*SOURCE DATA:*
########################################

PR #455, opened 2018-07-09
Issue 82 SSL support

ear7h:
**changes**
~* most config logic moved to `server.New` function instead of commands~
~* `tile_buffer` now property of `webserver`~
~* `webserver` config uses pointers to place default values~
* ssl support in webserver config
* test for ssl support

~**todo**~
~* tests for https~
~* push middleware~
~* remove globals~


ARolek:
The new config params need to be add to the tegola.io documentation once v0.11.x is released.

########################################

*PROBLEM DETAILS:*
Word for word, transcribe all of the entries shown above.

*WRITTEN REPLY:*
PR #455, opened 2018-07-09
Issue 82 SSL support

ear7h:
**changes**
~* most config logic moved to `server.New` function instead of commands~
~* `tile_buffer` now property of `webserver`~
~* `webserver` config uses pointers to place default values~
* ssl support in webserver config
* test for ssl support

~**todo**~
~* tests for https~
~* push middleware~
~* remove globals~


ARolek:
The new config params need to be add to the tegola.io documentation once v0.11.x is released.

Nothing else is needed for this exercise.